WORK ITEM:
Copy the data precisely, keeping every character.

(Stored items)
════════════════
PR #3302, opened 2025-01-30
Fix shellcheck trivial double quote

BsAtHome:
This fixes the first part of shellcheck problems with help from @smoe.
The current set is almost exclusively small changes of double quote issues.

### DIFF
--- a/bin/profile_axis
+++ b/bin/profile_axis
@@ -1,4 +1,4 @@
 #!/bin/bash
-SCRIPT_LOCATION=$(dirname $(readlink -f $0))
-python3 -mcProfile -o axis.profile $SCRIPT_LOCATION/axis "$@"
+SCRIPT_LOCATION=$(dirname "$(readlink -f "$0")")
+python3 -mcProfile -o axis.profile "$SCRIPT_LOCATION"/axis "$@"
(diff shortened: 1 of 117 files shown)


smoe:
Maybe just rebase and squash the two commits into one?

BsAtHome:
It turns out that there are a lot of subtle problems (see https://github.com/LinuxCNC/linuxcnc/pull/3302/commits/150b369929b98559238d95e6c017e30fc3aa4e53). That is why I opted to divide the patches into multiple groups.

Your changes have been merged into my tree (thanks for your work!), but the lot gets too difficult to wade through and verify. There are 80 more files that are changed in my tree and they are of increasing patch size.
════════════════
TASK ANSWER:
PR #3302, opened 2025-01-30
Fix shellcheck trivial double quote

BsAtHome:
This fixes the first part of shellcheck problems with help from @smoe.
The current set is almost exclusively small changes of double quote issues.

### DIFF
--- a/bin/profile_axis
+++ b/bin/profile_axis
@@ -1,4 +1,4 @@
 #!/bin/bash
-SCRIPT_LOCATION=$(dirname $(readlink -f $0))
-python3 -mcProfile -o axis.profile $SCRIPT_LOCATION/axis "$@"
+SCRIPT_LOCATION=$(dirname "$(readlink -f "$0")")
+python3 -mcProfile -o axis.profile "$SCRIPT_LOCATION"/axis "$@"
(diff shortened: 1 of 117 files shown)


smoe:
Maybe just rebase and squash the two commits into one?

BsAtHome:
It turns out that there are a lot of subtle problems (see https://github.com/LinuxCNC/linuxcnc/pull/3302/commits/150b369929b98559238d95e6c017e30fc3aa4e53). That is why I opted to divide the patches into multiple groups.

Your changes have been merged into my tree (thanks for your work!), but the lot gets too difficult to wade through and verify. There are 80 more files that are changed in my tree and they are of increasing patch size.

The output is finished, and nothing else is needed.